3) The points above also apply for patients with autism when they are admitted to the hospital. I often encourage hospital staff, particularly nursing staff to remember that the acute inpatient care setting is NOT the time to try to work on any therapy to treat the autism. The focus needs to be helping patients with autism get through care as safely and effectively as possible. I encourage staff to find out as much as they can about the
– likes/dislikes
– how they communicate
– assistive communication devices – devices can and should be provided in the hospital setting to allow the healthcare team to communicate effectively with patients with autism
– preferred routes for taking medications
– preferred foods
– preferred TV shows
– safety concerns such as elopement, history of removing IV lines or fear of certain procedures
– how they show they are in pain
– how their behavior in the hospital differs from their baseline as this can provide important clues about symptoms that patients with autism may not be able to communicate verbally

4) If a patient with autism is admitted to the hospital we like to have a complete and up to date list of allergies, current medications, dietary supplements or regularly used medical devices such as a CPAP machine or insulin pumps.

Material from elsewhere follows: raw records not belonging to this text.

PR #147, opened 2021-07-15
Update Calorimetry in CAFMaker

gputnam:
Don't save calibrated charge in CAFMaker Calorimetry. Also, depending on configuration save certain "Calo-Points".

As discussed in a previous SBN-Analaysis-Framework meeting, this implements per-calo-point saving on Track's in neutrino slices.

Depends on https://github.com/SBNSoftware/sbnanaobj/pull/22.


sbncode/CAFMaker/FillReco.cxx
```diff
@@ -384,19 +384,66 @@ namespace caf
...
+        p.t = dprop.ConvertXToTicks(xyz[i].x(), calo.PlaneID());
+
+        // lookup the wire -- the Calorimery object makes this
+        // __way__ harder than it should be
+        for (const art::Ptr<recob::Hit> &h: hits) {
+          if (h.key() == tps[i]) {
+            p.wire = h->WireID().Wire;
+            p.sumadc = h->SummedADC();
+            p.integral = h->Integral();
+          }
```
cjbackhouse, line 428: Should this search always succeed? What if it fails? We get the default-initialized values? Do we want to assert instead?

cjbackhouse (approved):
Minor comments

PR #148, opened 2021-07-15
Cleanup notebooks

gputnam:
This is my bad -- I accidentally included some figures from a prior PR with jupyter notebooks. This PR removes those plots.

It doesn't touch any cpp code.


miquelnebot (approved):
quick fix ok

PR #1001, opened 2023-05-11
Unindent jinja template code

picklelo:
The indenting in the Jinja templates was causing issues when formatting multiline strings such as with `pc.code_block`s as the inner content was getting indented also.

The output after this is much uglier, but the code is formatted correctly.

We can either fix the indenting in a follow up, or use a tool like `prettier` to just format the JS afterwards (though this has a big performance cost, so we shouldn't do it always).

Also cleaned up the layout of some files in the code.


Alek99 (approved):
lgtm

PR #1002, opened 2023-05-11
Bun version validation:

### LINKED ISSUE #1014: Bun lock file incompatible with older bun versions
Current generated bun lock file is incompatible with previous versions. This errors out silently and as a result, dependencies are not installed.  You'd typically see an error `next: command not found` on `pc run`.

ElijahAhianyo:
There are incompatibilities of lock files between bun version. As such, this PR raises the minimum bun version to 0.5.9 and also shows a prompt on app initialization or run asking users permission to remove unsupported bun versions to install supported version.

Fixes #1014


picklelo (approved):
thanks for the fix!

5) Sometimes, despite all of our best efforts, patients with autism have a difficult time tolerating the hospital environment and may act out towards themselves or staff. Ask the care team if there is an autism or behavioral specialist on site to assist in their care. If the hospital does not have a behavioral specialist consider inquiring with the healthcare team about including a psychiatric consult to assist in the management of difficult behaviors that may interfere with care.

6) Families may also want to inquire if the care team provide a 1:1 sitter at the bedside to redirect aggressive or impulsive behaviors if a family member needs to step out of the hospital room

7) It is very important that parents/caregivers BE PATIENT with healthcare providers in the acute inpatient setting. Many facilities are likely to be operating understaffed as members of the hospital workforce become ill with Covid-19 and are required to stay home even as hospital census increases during the pandemic.

8) Plan ahead – Hospitals across the country are now limiting visitors. Only one parent or caregiver may be allowed to remain at the bedside with a patient with autism if they are admitted to the hospital.